▶ **The problem**: Copy out the data line by line exactly, from its start to the line bearing "- Adds integration", inclusive.

Saved entries
PR #90, opened 2026-05-04
feat: add integration deployment test for LangGraph HITL agent

mpk-droid:
## Summary
- Adds integration deployment test for the **LangGraph Human-in-the-Loop agent** (`agents/langgraph/human_in_the_loop/`) — builds on-cluster via `build-openshift`, deploys to OpenShift, validates `GET /health` returns `{"status": "healthy", "agent_initialized": true}`, and tears down via fixture finalizer
- Introduces `load_agent_name()` shared utility in `tests/integration/utils.py` that reads the agent name from `agent.yaml` instead of hardcoding it (addresses [PR #83 feedback](https://github.com/red-hat-data-services/agentic-starter-kits/pull/83#discussion_r3157286625) from @andrewdonheiser)
- Updates `react_agent` integration test to use `load_agent_name()` as well
- Adds `make test-integration` target to HITL Makefile and adds the agent to the CI matrix

## Test plan
- [x] `make test` still runs only unit tests (integration tests excluded via `--ignore`)
- [x] `make test-integration` runs the deployment test end-to-end on the demo cluster
- [x] Test tears down deployment even on failure (fixture finalizer)
- [x] JUnit XML output is produced at `results.xml`
- [x] CI workflow passes with both agents in the matrix — [run 25452473165](https://github.com/red-hat-data-services/agentic-starter-kits/actions/runs/25452473165)

Jira: [RHAIENG-4644](https://redhat.atlassian.net/browse/RHAIENG-4644)

[RHAIENG-4644]: https://redhat.atlassian.net/browse/RHAIENG-4644?atlOrigin=eyJpIjoiNWRkNTljNzYxNjVmNDY3MDlhMDU5Y2ZhYzA5YTRkZjUiLCJwIjoiZ2l0aHViLWNvbS1KU1cifQ

### DIFF
--- a/agents/langgraph/human_in_the_loop/tests/integration/test_deployment.py
+++ b/agents/langgraph/human_in_the_loop/tests/integration/test_deployment.py
@@ -20,7 +20,7 @@ INTERNAL_REGISTRY = "image-registry.openshift-image-registry.svc:5000"
 
 @pytest.fixture(scope="module")
 def agent_dir(repo_root):
-    return repo_root / "agents" / "langgraph" / "react_agent"
+    return repo_root / "agents" / "langgraph" / "human_in_the_loop"
 
 
 @pytest.fixture(scope="module")
--- a/tests/integration/utils.py
+++ b/tests/integration/utils.py
@@ -11,6 +11,15 @@ import httpx
 
 logger = logging.getLogger(__name__)
 
+
+def load_agent_name(agent_dir: str | Path) -> str:
+    text = (Path(agent_dir) / "agent.yaml").read_text()
+    match = re.search(r"^name:\s*(.+)", text, re.MULTILINE)
+    if not match:
+        raise ValueError(f"No 'name' field in {agent_dir}/agent.yaml")
+    return match.group(1).strip()
+
+
 _REDACT_PATTERNS = [
     re.compile(r"(API_KEY=)\S+"),
     re.compile(r'(apiKey:\s*")[^"]*"'),
--- a/tests/integration/utils.py
+++ b/tests/integration/utils.py
@@ -8,16 +8,16 @@ import time
 from pathlib import Path
 
 import httpx
+import yaml
 
 logger = logging.getLogger(__name__)
 
 
 def load_agent_name(agent_dir: str | Path) -> str:
-    text = (Path(agent_dir) / "agent.yaml").read_text()
-    match = re.search(r"^name:\s*(.+)", text, re.MULTILINE)
-    if not match:
+    data = yaml.safe_load((Path(agent_dir) / "agent.yaml").read_text())
+    if not isinstance(data, dict) or "name" not in data:
         raise ValueError(f"No 'name' field in {agent_dir}/agent.yaml")
-    return match.group(1).strip()
+    return str(data["name"]).strip()
 
 
 _REDACT_PATTERNS = [
--- a/.github/workflows/agent-deployment-test.yaml
+++ b/.github/workflows/agent-deployment-test.yaml
@@ -39,7 +39,7 @@ jobs:
           oc project
           echo ""
           echo "--- Namespace resources ---"
-          oc get all -n ci-testing --no-headers | head -10
+          oc get all -n ci-testing --no-headers 2>&1 | head -10 || true
           echo ""
           echo "Cluster connection verified successfully."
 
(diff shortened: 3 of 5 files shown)


tests/integration/utils.py
```diff
@@ -11,6 +11,15 @@
 
 logger = logging.getLogger(__name__)
 
+
+def load_agent_name(agent_dir: str | Path) -> str:
+    text = (Path(agent_dir) / "agent.yaml").read_text()
+    match = re.search(r"^name:\s*(.+)", text, re.MULTILINE)
+    if not match:
+        raise ValueError(f"No 'name' field in {agent_dir}/agent.yaml")
+    return match.group(1).strip()
```
tarun-etikala: **Regex may capture unintended content from `agent.yaml`**

The regex `r"^name:\s*(.+)"` will capture inline YAML comments (e.g., `name: foo # comment` → `"foo # comment"`) and preserve quotes around values (e.g., `name: "foo"` → `"\"foo\""`). Since this value feeds into the container image tag and route name, a mismatch would cause silent deployment failures.

Since `pyyaml` is already a transitive dependency, consider using `yaml.safe_load()` instead:

```python
import yaml

def load_agent_name(agent_dir: str | Path) -> str:
    data = yaml.safe_load((Path(agent_dir) / "agent.yaml").read_text())
    if not isinstance(data, dict) or "name" not in data:
        raise ValueError(f"No 'name' field in {agent_dir}/agent.yaml")
    return str(data["name"]).strip()
```

Note: the Makefile `AGENT_NAME` shell snippet uses the same regex pattern — worth aligning if you change the Python side, or accepting the divergence since Makefile values are simple in practice.

agents/langgraph/human_in_the_loop/tests/integration/test_deployment.py
```diff
@@ -0,0 +1,90 @@
...
+        env_path.unlink(missing_ok=True)
+
+
+@pytest.mark.integration
+def test_health_endpoint(deployed_agent):
+    route_url = deployed_agent
+    result = health_check(f"{route_url}/health", retries=12, backoff=5.0)
+
+    assert result["status"] == "healthy"
+    assert result["agent_initialized"] is True
```
tarun-etikala, line 90: **Significant duplication with `react_agent/tests/integration/test_deployment.py`**

This file is nearly a verbatim copy of the react_agent equivalent. The only distinguishing fixture is `agent_dir`. Everything else is identical:
- `INTERNAL_REGISTRY` constant
- `_write_env_file()` function
- `deployed_agent` fixture (build → deploy → yield route → undeploy)
- `test_health_endpoint` test body

As more agents are added to the CI matrix, each copy will need to be updated independently, and drift is likely (e.g., when HITL gains checkpointer DB env vars or the health response schema changes).

Consider extracting the shared scaffold into `tests/integration/utils.py` or the shared `conftest.py`, with each per-agent test module only defining `agent_dir` and any agent-specific assertions:

```python
# agents/langgraph/human_in_the_loop/tests/integration/test_deployment.py
# After extraction, this file would shrink to ~15 lines:

@pytest.fixture(scope="module")
def agent_dir(repo_root):
    return repo_root / "agents" / "langgraph" / "human_in_the_loop"

# agent_name and deployed_agent come from shared conftest

@pytest.mark.integration
def test_health_endpoint(deployed_agent):
    result = health_check(f"{deployed_agent}/health", retries=12, backoff=5.0)
    assert result["status"] == "healthy"
    assert result["agent_initialized"] is True
```

tarun-etikala (approved):
Looks good Overall. Added minor comments

tests/integration/utils.py
mpk-droid: Good catch — switched to `yaml.safe_load()` in b747417. The Makefile still uses the regex one-liner (can't easily import yaml there), but the values are simple in practice so the divergence is acceptable.

agents/langgraph/human_in_the_loop/tests/integration/test_deployment.py
mpk-droid: Agree this will need extraction — planning to do it when the third agent lands (likely the next tier-1 ticket). With only two agents right now, the duplication is manageable and keeping the test files self-contained makes them easier to read. Will extract `_write_env_file`, `deployed_agent`, and `INTERNAL_REGISTRY` into the shared conftest at that point.

tarun-etikala:
LGTM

▶ **Result of this exercise**:
PR #90, opened 2026-05-04
feat: add integration deployment test for LangGraph HITL agent

mpk-droid:
## Summary
- Adds integration deployment test for the **LangGraph Human-in-the-Loop agent** (`agents/langgraph/human_in_the_loop/`) — builds on-cluster via `build-openshift`, deploys to OpenShift, validates `GET /health` returns `{"status": "healthy", "agent_initialized": true}`, and tears down via fixture finalizer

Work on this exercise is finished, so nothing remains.